The leaves are a rich, glossy, waxy green, smooth, simple, entire and elliptic to ovate or nearly lanceolate. They are 2–8 cm long, partly depending on the species, and generally are thick and leathery. In suitable climates some species flower through most of the year. The flowers are nearly sessile, 1–5 cm diameter, with a five-lobed white or pink-tinged corolla. They may be solitary or borne in clusters in an umbel or corymb. The flowers of some species some have a fragrance reminiscent of Gardenia, which adds to their popularity as garden plants. The fruit is a plum-like berry in the shape of a prolate spheroid, like that of a rugby ball. In colour they vary according to species. In some species they are red when ripe, whereas others turn a glossy purple-black. Typically they are 1.5–6 cm in length, and usually contain 1-4 flat brown seeds, but up to 16 in some species.

==Fruit==
The fruit of the carissa is an oblong berry which contains numerous small seeds. The green fruit is poisonous, sometimes dangerously so, as is the entire plant; however, the ripe fruits are edible (though possibly tart), with some species having fruity flavors and overtones of strawberry or apple. One single fruit contains around 52 mg of potassium, 7 mg vitamin C, 2.2 mg calcium, 3.2 mg magnesium and 1.4 mg phosphorus. In its native range, the ripened fruits of C. macrocarpa are especially relished by local peoples, eaten raw or used to make jelly, sweets or candies. Numerous species of birds and mammals, and some herbivorous reptiles, are drawn to the vivid red Carissa fruits, consuming them and distributing the seed.

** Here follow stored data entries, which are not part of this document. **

PR #306, opened 2018-03-10
Update PROG instruction

Gastove:
Words cannot express how excited I am that I'm writing this up on a Model 01, or how cool I think this entire everything is. 

This PR follows up on https://github.com/keyboardio/Model01-Firmware/issues/44

At least on macOS, the PROG key needs to be held until flashing finishes,
otherwise it will loop an unhelpful error message, maybe indefinitely.

### DIFF
--- a/bin/kaleidoscope-builder
+++ b/bin/kaleidoscope-builder
@@ -67,7 +67,7 @@ prepare_to_flash () {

Carissa carandas is cultivated in several Asiatic countries for its fruit, which is variously used in cooking, confectionaries and in folk medicine (see article).

==Horticulture==
Carissa species generally respond well to gardening and are valued in topiary and in forming strong, dense, decorative, thorny, flowering hedges. Some sprawling varieties are useful as ground covers.
Carissa species are grown from seed or cuttings and tolerate slight frost.

==Species==
The following species are recognised.
1. Carissa bispinosa (L.) Desf. ex Brenan - widespread in E + S Africa from Kenya to Cape Province
2. Carissa boiviniana (Baill.) Leeuwenb. - Madagascar
3. Carissa carandas L. - India, Bangladesh; naturalized in S China, Mauritius, Nepal, Pakistan, Indochina, Java, Philippines, West Indies
4. Carissa haematocarpa (Eckl.) A.DC. - Namibia, Cape Province of South Africa
5. Carissa macrocarpa (Eckl.) A.DC. - Kenya + Zaire south to Cape Province; naturalized in S China, Ascension Island, Hawaii, Florida, Texas, Mexico, Central America, West Indies
6. Carissa pichoniana Leeuwenb. - Madagascar
7. Carissa spinarum L. - Africa, Arabian Peninsula, Indian Subcontinent, Indochina, New Guinea, New Caledonia, Australia
8. Carissa tetramera (Sacleux) Stapf - E + S Africa from Kenya to KwaZulu-Natal
9. Carissa andamanensis L.J.Singh & Murugan - S Andaman Islands
10. Carissa kopilii Barbhuiya, J.Sarma & S.Dey - Assam, NE India
11. Carissa lanceolata R.Br. - Northern Territory, Queensland, South Australia, Western Australia
12. Carissa laxiflora Benth. - New Guinea, Queensland
13. Carissa ovata R.Br. - New Caledonia, New Guinea, New South Wales, Northern Territory, Queensland, Western Australia
14. Carissa scabra R.Br. - Queensland
15. Carissa sebrabergensis van Jaarsv. & Swanepoel

- Formerly included
- Acokanthera oblongifolia (Hochst.) Codd (as C. oblongifolia Hochst.)
- Acokanthera schimperi (A.DC.) Benth. & Hook.f. ex Schweinf. (as C. schimperi A.DC.)